New rateable values, due to come in next April, are coming at a time of ‘unprecedented circumstances’ for the industry, something which should be reflected in the 2023 revaluation, UKHospitality has said in its response to a Government consultation on the proposals.
In its response the industry body highlighted the profound impact of the pandemic on hospitality property values and the financial fragility of hospitality businesses.
Most are carrying heavy debt and facing soaring costs, and there is therefore a need to ensure that any reduction in business rates is reflected in the bills as rapidly as possible.

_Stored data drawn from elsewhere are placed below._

Issue #1573, opened 2018-12-04
Revisit core-database structure and expandability


faustbrian:
Right now the core-database and core-database-postgresql packages have a lot of shared logic that should only be in core-database and never be overwritten or touched unless someone really knows what they are doing.

Revisit these pieces of code and refactor where needed to reduce complexity.

faustbrian:
Ditching in favour of https://github.com/ArkEcosystem/core/issues/2006.

PR #1905, opened 2018-12-24
Export and use core-database-postgres typedefs

### LINKED ISSUE #1791: Add core-database-postgres type definitions

paroxysm:
## Proposed changes
resolves #1791

This refactor has exposed some strange design decisions made. There's some methods that are on the postgres implementation of the `Connection` interface that can be moved into an abstract class.
PS. We probably should break out the business logic in `Connection` out into Services that leverage the connection and repositories so we're separating concerns

## Types of changes

## Checklist

<!--

### DIFF
--- a/.circleci/config.yml
+++ b/.circleci/config.yml
@@ -73,8 +73,8 @@ jobs:
           name: core-logger-winston
           command: 'cd ~/ark-core/packages/core-logger-winston && yarn test:coverage'
       - run:
-          name: core-graphql
-          command: 'cd ~/ark-core/packages/core-graphql && yarn test:coverage'
+          name: core-api
+          command: 'cd ~/ark-core/packages/core-api && yarn test:coverage'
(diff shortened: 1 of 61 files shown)


faustbrian:
The mentioned issues will be taken core of by https://github.com/ArkEcosystem/core/issues/1573.. There is still a lot of old code in it written by someone else that will refactored.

In its full response UKHospitality has called for:
• Assurance that the scheme will allow for all businesses to reach their true reduced value from April 2023
• A cap on how much bills can rise
• No RPI increase in the total sum of business rates
• The continuation of business rate reliefs for businesses hit hardest by the pandemic.
UKHospitality CEO, Kate Nicholls (pictured) said, “The priority must be enabling reductions in bills to be felt immediately and the Government needs to ensure that the cost is reduced for those sectors hit hardest by the pandemic and in most need of support.
“We strongly believe that Government needs to reflect the unprecedented impact of the pandemic, compounded by the impact of an economic downturn and high levels of inflation, in the new rates scheme.
'If this is taken into account, the hospitality sector can play its full part in the wider UK economic recovery, creating jobs and delivering skills and boosting our high streets and communities.”